Source records:
···
PR #701, opened 2018-10-09
Implementation of Analytics(Stat) Page

yashwin:


app/components/overall-report.js
```diff
@@ -2,45 +2,9 @@ import Ember from 'ember';
...
-  //         "#EF4836",
-  //         "#FF8C00",
-  //         "#F5D76E",
-  //         "#2CC2F8"
-  //       ]
-  //     } ]
-  //   };
-  // }).property("stat.totalCritical", "stat.totalHigh", "stat.totalMedium", "stat.totalLow")
+  analytics: (function() {
+    return this.get('store').findRecord('analytics', 1);
```
cosmosgenius: Here better would be query record i think.

app/components/overall-report.js
```diff
@@ -2,45 +2,9 @@ import Ember from 'ember';
...
+  }).property()
```
cosmosgenius: Also let move away from `.property` to Ember.computed

app/serializers/analytics.js
```diff
@@ -0,0 +1,21 @@
+import DRFSerializer from './drf';
+
+export default DRFSerializer.extend({
+  normalizeResponse: function (store, primaryModelClass, payload) {
```
cosmosgenius: Lets not manually serialise here!

app/routes/authenticated/index.js
```diff
@@ -2,13 +2,16 @@ import Ember from 'ember';
...
+  session: service(),
+
   title: `Home${config.platform}`,
+
   model() {
-    this.modelFor("authenticated");
-  },
-  beforeModel() {
-    this.transitionTo('/projects');
+    const userId = this.get("session.data.authenticated.user_id");
```
cosmosgenius: Do we need to do this? returning `this.modelFor("authenticated");` should work?

PR #702, opened 2018-10-09
Added download excel report in security dashboard

Praseetha-KR:
##### PREVIEW:

screenshot 2018-10-09 at 7 29 18 pm

### DIFF
--- a/app/templates/components/file-actions.emblem
+++ b/app/templates/components/file-actions.emblem
@@ -17,6 +17,17 @@
             | Generate Report
           a.margin-left href=ireneFilePath target="_blank" class="button is-primary"
             | Visit Dashboard
+          span.dropdown.dropdown--default.margin-left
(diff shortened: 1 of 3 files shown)


app/templates/components/file-actions.emblem
```diff
@@ -17,6 +17,17 @@
             | Generate Report
           a.margin-left href=ireneFilePath target="_blank" class="button is-primary"
             | Visit Dashboard
+          span.dropdown.dropdown--default.margin-left
+            = basic-dropdown horizontalPosition='right' as |dropdown|
```
yashwin: I think we can use `attach-tooltip` here instead of custom drop down

something like `= attach-tooltip placement="top"`

We are doing similar thing during logout

Praseetha-KR: We would require dropdown menu here which has a clickable action, tooltip is not what we needed here.

PR #730, opened 2019-02-22
Set user company to crisp

yashwin:
Depends on https://github.com/appknox/mycroft/pull/1046

### DIFF
--- a/app/routes/authenticated.js
+++ b/app/routes/authenticated.js
@@ -42,7 +42,11 @@ const AuthenticatedRoute = Route.extend(AuthenticatedRouteMixin, {
       accountId: this.get("org.selected.id")
     };
     triggerAnalytics('login', data);
-    chat.setUser(user.get("email"), user.get("crispHash"))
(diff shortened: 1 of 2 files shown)


app/routes/authenticated.js
```diff
@@ -42,7 +42,10 @@ const AuthenticatedRoute = Route.extend(AuthenticatedRouteMixin, {
       accountId: this.get("org.selected.id")
     };
     triggerAnalytics('login', data);
-    chat.setUser(user.get("email"), user.get("crispHash"))
+    chat.setUserEmail(user.get("email"), user.get("crispHash"))
+    const org = this.get("org.selected.data.name")
+    const company = org || user.get("email").split("@").pop().trim()
```
subho007: `user` also has a company field, check that first.

subho007: `user.company`

yashwin: oh, that is not beings sent in the API response, will add that and use it

PR #731, opened 2019-02-25
Disable register page and move the link to new registration page

cosmosgenius:


config/environment.js
```diff
@@ -1,5 +1,10 @@
 var url = require('url');
 
+function isTrue(value) {
+  value = String(value).toLowerCase();
+  return value === 'true';
+}
+
```
Praseetha-KR: @cosmosgenius why not make this a helper/util?

cosmosgenius: May be will move when we used it ones more

PR #733, opened 2019-02-27
Upgrade novnc

yashwin:
This needs to be tested properly

### DIFF
--- a/app/components/vnc-viewer.js
+++ b/app/components/vnc-viewer.js
@@ -1,10 +1,10 @@
 import Component from '@ember/component';
 import { inject as service } from '@ember/service';
 import { computed, observer } from '@ember/object';
-import { isEmpty } from '@ember/utils';
 import ENUMS from 'irene/enums';
 import ENV from 'irene/config/environment';
 import { translationMacro as t } from 'ember-i18n';
+import RFB from '@novnc/novnc/core/rfb';
 
 const VncViewerComponent = Component.extend({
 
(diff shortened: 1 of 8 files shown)


app/templates/components/vnc-viewer.emblem
```diff
@@ -12,7 +12,7 @@ if isPoppedOut
         if isNotTablet
           div class="speaker"
       div class=screenRequired:noscreen:screen
-        canvas.canvas
+        div.canvas
```
subho007: name the div as `screen` or something rather than canvas. It is very confusing

app/styles/app.sass
```diff
@@ -1816,8 +1816,8 @@ button.delete-button
 .marvel-device
   .screen
     box-shadow: none
-    .canvas
-      cursor: pointer!important
+    .canvas canvas
```
subho007: check my other message regarding the name

app/components/vnc-viewer.js
```diff
@@ -30,40 +29,32 @@ const VncViewerComponent = Component.extend({
   }),
 
   setupRFB() {
-    const rfb = this.get("rfb");
-    if (!isEmpty(rfb)) {
-      return;
-    }
     const canvasEl = this.element.getElementsByClassName("canvas")[0];
```
subho007: Hook into the element named `screen` rather than canvas

app/components/vnc-viewer.js
```diff
@@ -30,40 +29,32 @@ const VncViewerComponent = Component.extend({
...
-      'onUpdateState'() {
-        setTimeout(that.set_ratio.bind(that), 500);
-        return true;
-      },
-
-      'onXvpInit'() {
-        return true;
+    const deviceToken = this.get("file.deviceToken");
+    const deviceFarmURL =
+      `wss://devicefarm2.appknox.com/websockify?token=${deviceToken}`
```
subho007: should not be hardcoded, take it from the config vars

app/components/vnc-viewer.js
```diff
@@ -30,40 +29,32 @@ const VncViewerComponent = Component.extend({
...
+
+    const rfb = new RFB(
+      canvasEl,
+      deviceFarmURL, {
+        'credentials': {
+            'password': '1234'
```
subho007: take it from env variable

app/components/vnc-viewer.js
```diff
@@ -30,40 +29,32 @@ const VncViewerComponent = Component.extend({
...
-    })
     );
-
-    if (this.get('file.isReady')) {
-      return this.send("connect");
-    }
+    rfb.addEventListener('connect', () => {
+      const platform = this.get("file.project.platform");
+      if (platform === ENUMS.PLATFORM.IOS) {
+        rfb.scaleViewport = true;
```
subho007: why not `scaleViewport = true` for both Android and iOS ?

app/templates/components/vnc-viewer.emblem
yashwin: div as screen? screen is not an element. we can rather name the class as screen, but already have screen which contains the canvas. we can name the class as canvas-container or something like that

app/components/vnc-viewer.js
yashwin: If we set `scaleViewport=true` for android, then the scales to half of the screen. This is only needed for iOS devices

subho007:
@Praseetha-KR @cosmosgenius needs your reviews on this. @yashwin is this completed?

subho007:
resolve the conflicts @yashwin

subho007:
@cosmosgenius any update on this ?

cosmosgenius:
Closing this...Fixed in another PR

PR #360, opened 2017-07-03
Update for django 1.11 compatibility.

dsjen:
[EDUCATOR-766](https://openedx.atlassian.net/browse/EDUCATOR-766): Upgrade edx-proctoring to Django 1.11:
* Added django 1.11 to tox and added it to the `envlist`. This will run tests against django 1.8 & 1.11
* To support django 1.11, management commands are updated to use `parser.add_arguments()` instead of `make_option`, `patterns` is removed, and test settings are updated to indicate the template backend and that this is an app (e.g. installed w/in the platform)

Please review, @edx/educator-dahlia

### DIFF
--- a/AUTHORS
+++ b/AUTHORS
@@ -3,4 +3,4 @@ Muhammad Shoaib <mshoaib@edx.org>
 Afzal Wali <afzal@edx.org>
 Mushtaq Ali <mushtaak@gmail.com>
 Christina Roberts <christina@edx.org>
-
+Dennis Jen <djen@edx.org>
--- a/edx_proctoring/__init__.py
+++ b/edx_proctoring/__init__.py
@@ -4,6 +4,6 @@ The exam proctoring subsystem for the Open edX platform.
 
 from __future__ import absolute_import
 
-__version__ = '0.18.1'
+__version__ = '0.18.2'
 
 default_app_config = 'edx_proctoring.apps.EdxProctoringConfig'  # pylint: disable=invalid-name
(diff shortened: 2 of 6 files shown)


dsjen:
@efischer19 -- yep! I confirmed that the args work as expected (e.g. `./manage.py set_attempt_status --user 5 --exam 192 --to rejected`. I'm surprised at the drop in coverage (didn't pay it much heed earlier).

I think in order to merge this, I'll need whoever "owns" this repo to update the status checks to allow merge if the patch coverage decreases. @efischer19, do you have permissions (assuming you're ok with the drop)?

efischer19:
I am okay with the drop, do not have the needed permissions though. You'll likely need to talk to ops/IT support for that.

cahrens:
@dsjen should you also update this line in setup.py? I'm wondering about the same thing in my PR.

https://github.com/edx/edx-proctoring/blob/master/setup.py#L63

thallada:
@cahrens good point, I created a PR to update it. https://github.com/edx/edx-proctoring/pull/361

cahrens:
Another thing I'm confused about-- repositories created from the cookie cutter seem to list the different versions of django in their travis file. I don't know why this is.

For example,
https://github.com/edx/web-fragments/blob/master/.travis.yml#L5

efischer19:
That's setting up tox to run tests in parallel against each different django version.

See https://travis-ci.org/edx/web-fragments/builds/230438809 as an example from that repo

cahrens:
So as long as the test suite is short, we don't care about running in parallel, I suppose.

efischer19:
Yep. No (or very little) time penalty, lots of confidence when the time comes to upgrade django (or python) versions

PR #361, opened 2017-07-07
Support Django 1.11 in setup.py requirements

thallada:
@cahrens pointed this out. This repo now supports Django 1.11, so `setup.py` should reflect that too.

@edx/educator-dahlia

### DIFF
--- a/edx_proctoring/backends/tests/test_software_secure.py
+++ b/edx_proctoring/backends/tests/test_software_secure.py
@@ -8,7 +8,7 @@ from __future__ import absolute_import
 
 import json
 import ddt
-from mock import patch
+from mock import MagicMock, patch
 from httmock import all_requests, HTTMock
 
 from django.test import TestCase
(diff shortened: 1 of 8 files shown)


thallada:
Looks like the Django 1.11 test was actually installing Django 1.10 before this change, so there's some failures here due to Django 1.11 breaking changes. I'll try and fix them up, but it looks like we are actually only supporting 1.10 at the moment.

thallada:
Okay, @edx/educator-dahlia I fixed the Django 1.11 build.

edx_proctoring/backends/tests/test_software_secure.py
```diff
@@ -87,6 +87,7 @@ def mock_response_error(url, request):  # pylint: disable=unused-argument
         }
     }
 )
+@patch('django.core.urlresolvers.reverse', MagicMock)
```
efischer19: nice

setup.py
```diff
@@ -60,6 +63,6 @@ def get_version(*file_paths):
     ],
     include_package_data=True,
     install_requires=[
-        "Django>=1.8,<1.11"
+        "Django>=1.8,<1.12"
```
cahrens: We've standardized on <2.0 (see conversation on my milestones PR).

PR #365, opened 2017-08-02
EDUCATOR-927 Override grade to zero when exam attempt is rejected

thallada:
This is the first part of [EDUCATOR-409](https://openedx.atlassian.net/browse/EDUCATOR-409): By default, a failed proctoring review should make assessment grade go to zero.

### Part 2 (edx-platform)

This will use a new service in the edx-platform called GradesService. The implementation for that is [in my PR in edx-platform](https://github.com/edx/edx-platform/pull/15726). Once this is merged I will release a new version of edx-proctoring and then reference that version in the requirements.txt in my PR for edx-platform.

### How I tested this

In addition to the unit tests I created, I manually tested the workflow in a sandbox.

1. Created a sandbox and followed these directions to set up a proctored exam and enroll a verified user to submit an attempt: https://openedx.atlassian.net/wiki/spaces/EDUCATOR/pages/161049499/Proctoring+Dev+Workflow
2. In the django shell, I checked that the subsection grade for that user on that exam was graded.
3. Went into the admin panel and rejected the exam attempt.
4. Saw that the grade override and grade recalculate signal was logged to `/edx/var/log/lms/edx.log`
5. Saw tracking events `edx.grades.subsection.score_overridden` followed by `edx.grades.subsection.grade_calculated` and `edx.graded.course.grade_calculated` with `"event_transaction_type"` set to `edx.grades.subsection.score_overridden` in `/edx/log/var/tracking/tracking.log`
6. In the django shell, I checked the grade again and saw that both `earned_all` and `earned_graded` were now `0.0`.
7. In the admin panel, moved the attempt from rejected to verified.
8. Saw that the grade override deletion and grade recalculate signal was logged to `/edx/var/log/lms/edx.log`
9. Saw tracking events `edx.grades.subsection.score_overridden`, except this time `"override_deleted"` was `true`. Which was followed by `edx.grades.subsection.grade_calculated` and `edx.graded.course.grade_calculated` with `"event_transaction_type"` set to `edx.grades.subsection.score_overridden` in `/edx/log/var/tracking/tracking.log`
10. In the django shell, I checked that the grade for the user on the exam returned back to their original score.

We can disable the grade override on a course-by-course basis with the `rejected_exam_overrides_grade` course waffle flag, but this will be enabled for all courses by default.

### Eventing

This adds a new event `edx.grades.subsection.score_overridden` which is documented at https://openedx.atlassian.net/wiki/spaces/AN/pages/125927581/Grading+Event+Design.

This shouldn't affect any existing events besides now `edx.grades.subsection.grade_calculated` and `edx.graded.course.grade_calculated` events are sent with `"event_transaction_type"` set to `edx.grades.subsection.score_overridden`.

### Documentation

@srpearce Before part 2 of this is merged and goes live, the following needs to be documented:

1. Student facing documentation about how their grade will be set to zero automatically if they fail the proctoring review and how to appeal it.
2. Instructor facing documentation about this behavior. Also, they should know that rejected exam attempts previous to the date that this work is merged will not be affected (they won't override the learner's grade).
3. Research guide updates for the new event mentioned above.

### Open Questions

@katymyw Note that this is what the user's exam grade ("edX Exams" is the proctored exam) will look like in the Course Progress for Student panel after the override:

screenshot-20170726165124-1008x337

Will it be clear to users that an override is applied?

@edx/educator-dahlia 

FYI: @sanfordstudent


edx_proctoring/__init__.py
```diff
@@ -4,6 +4,6 @@
 
 from __future__ import absolute_import
 
-__version__ = '0.18.2'
+__version__ = '0.18.3'
```
thallada: Does a patch version bump sound right to people? I feel like I always do semantic versioning wrong.

efischer19: I'd argue that this is a big enough feature addition to justify a minor version increase.

I'd really like to argue that having fully-used-in-production versions that are < 1 is kind of silly, and we should just bite the bullet and declare a 1.0.0 release one of these days, but that may be overkill.

thallada: Okay, I wasn't sure since the last patch version seemed pretty big to me (django upgrade).

1.0.0 sounds good to me :tada: :champagne: :fireworks: :confetti_ball:. If no one else has objections, I'll go bump this to 1.0.0.

edx_proctoring/tests/test_api.py
```diff
@@ -912,6 +914,169 @@ def test_cascading(self, to_status, create_attempt, second_attempt_status, expec
...
+        )
+
+        # Grade has still the original score
+        self.assertDictEqual({
+            'earned_all': grade.earned_all,
+            'earned_graded': grade.earned_graded
+        }, {
+            'earned_all': 5.0,
+            'earned_graded': 5.0
+        })
```
efischer19: These tests are great - super straightforward. One could argue that they need to be smaller unit-style tests, but we want to assert things at a lot of places in the process (any failure = whole thing broken), so i think these longer acceptance-style scenario tests are the best way to do that without a whole mess of repetitive setup.

edx_proctoring/tests/test_api.py
```diff
@@ -1141,6 +1306,7 @@ def test_attempt_status_summary(self, status, expected):
         Assert that we get the expected status summaries
         """
 
+        set_runtime_service('grades', MockGradesService())
```
efischer19: Why did the service need to be added here? It's not used in this test

srpearce:
@thallada Great—I just started on the docs.

@katymyw and @thallada re: the Course Progress for Student panel: I'd definitely suggest messaging there, and on the learner's Progress page. Otherwise, learners and course teams might think we've lost the exam or something has gone wrong with grading, for example. If @thallada can add a screen shot of the learner's Progress page, I can suggest messaging for both places.

edx_proctoring/tests/test_api.py
thallada: No idea, I must have pasted this here by mistake. I'll remove it. Thanks for catching it.

srpearce:
@thallada and @katymyw: I've added a PR for the event documentation that I could use some eyes on: https://github.com/edx/edx-documentation/pull/1562

thallada:
I'm going to merge this. This is the plan for releasing this work: 

1. Mark a new 1.0.0 release of edx-proctoring.
2. Update platform PR to point to it
3. Merge platform PR and release to stage & prod. This will not override any grades, only log messages.
4. Analyze the logs to see if the code is behaving like we expect.
5. Merge another platform PR that adds back in the grade override code. Release to stage & prod. At this point the code will affect new proctored exams unless we disable the overrides on a course with the course waffle flag.

PR #372, opened 2017-08-14
add report generation endpoint + tests

arizzitano:
Adds an endpoint `get_exam_violation_report` to generate an exam violation report.

Details of the product request are in https://openedx.atlassian.net/browse/EDUCATOR-411.

Sandbox available at https://dahlia.sandbox.edx.org.

See also https://github.com/edx/edx-platform/pull/15806.

### DIFF
--- a/edx_proctoring/api.py
+++ b/edx_proctoring/api.py
@@ -37,6 +37,7 @@ from edx_proctoring.models import (
     ProctoredExamStudentAttempt,
     ProctoredExamStudentAttemptStatus,
     ProctoredExamReviewPolicy,
+    ProctoredExamSoftwareSecureReview,
 )
 from edx_proctoring.serializers import (
     ProctoredExamSerializer,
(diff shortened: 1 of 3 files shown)


edx_proctoring/api.py
```diff
@@ -1947,3 +1948,40 @@ def get_student_view(user_id, course_id, content_id,
...
+            'is_sample_attempt': attempt['is_sample_attempt'],
+            'started_at': attempt['started_at'],
+            'completed_at': attempt['completed_at'],
+            'status': attempt['status'],
+        } for attempt in get_all_exam_attempts(course_id)
+    }
+
+    comments = ProctoredExamSoftwareSecureComment.objects.filter(
+        review__exam__course_id=course_id,
+        review__exam__is_practice_exam=False
```
efischer19: I don't think it will ever happen in practice, but to be clear - are there any scenarios where the user would want to have the option of including practice exams? If so, we could build a defaults-to-False `include_practice_exams` parameter into this method.

arizzitano: Good point -- just added it.

edx_proctoring/api.py
```diff
@@ -1947,3 +1948,46 @@ def get_student_view(user_id, course_id, content_id,
...
+            'completed_at': attempt['completed_at'],
+            'status': attempt['status'],
+            'review_status': None
+        } for attempt in get_all_exam_attempts(course_id)
+    }
+
+    reviews = ProctoredExamSoftwareSecureReview.objects.select_related().filter(
+        exam__course_id=course_id,
+        exam__is_practice_exam=include_practice_exams
+    )
```
arizzitano: ^this was the main thing I changed. I had to fetch the full list of reviews as well, since if we just fetched comments, reviews with no comments wouldn't get their review status set. I think select_related joins the related comments, so we aren't making additional queries for each review's comments.

arizzitano:
@efischer19 I made a few changes since you last looked -- could I trouble you for one more once-over?

edx_proctoring/api.py
efischer19: I *think* we want to specify `proctoredexamsoftwaresecurecomment_set` inside the `select_related()` to avoid fetching more data than we need, but I'm not 100% sure about that. I'll dig a little here.

efischer19: Resulting SQL:

```
SELECT
  `proctoring_proctoredexamsoftwaresecurereview`.`id`,
  `proctoring_proctoredexamsoftwaresecurereview`.`created`,
  `proctoring_proctoredexamsoftwaresecurereview`.`modified`,
  `proctoring_proctoredexamsoftwaresecurereview`.`attempt_code`,
  `proctoring_proctoredexamsoftwaresecurereview`.`review_status`,
  `proctoring_proctoredexamsoftwaresecurereview`.`raw_data`,
  `proctoring_proctoredexamsoftwaresecurereview`.`video_url`,
  `proctoring_proctoredexamsoftwaresecurereview`.`reviewed_by_id`,
  `proctoring_proctoredexamsoftwaresecurereview`.`student_id`,
  `proctoring_proctoredexamsoftwaresecurereview`.`exam_id`
FROM
  `proctoring_proctoredexamsoftwaresecurereview`
INNER JOIN
  `proctoring_proctoredexam`
  ON (
    `proctoring_proctoredexamsoftwaresecurereview`.`exam_id` = `proctoring_proctoredexam`.`id`
)
WHERE(
  `proctoring_proctoredexam`.`course_id` = 'course-v1:edX+DemoX+Demo_Course'
  AND
    `proctoring_proctoredexam`.`is_practice_exam` = 0
)
```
···
*Problem*
All that belongs in the answer is the run of lines above from the line containing "Will it be clear" through the line containing "thallada: Okay, I", exactly as written.

*Your response*
Will it be clear to users that an override is applied?

@edx/educator-dahlia 

FYI: @sanfordstudent


edx_proctoring/__init__.py
```diff
@@ -4,6 +4,6 @@
 
 from __future__ import absolute_import
 
-__version__ = '0.18.2'
+__version__ = '0.18.3'
```
thallada: Does a patch version bump sound right to people? I feel like I always do semantic versioning wrong.

efischer19: I'd argue that this is a big enough feature addition to justify a minor version increase.

I'd really like to argue that having fully-used-in-production versions that are < 1 is kind of silly, and we should just bite the bullet and declare a 1.0.0 release one of these days, but that may be overkill.

thallada: Okay, I wasn't sure since the last patch version seemed pretty big to me (django upgrade).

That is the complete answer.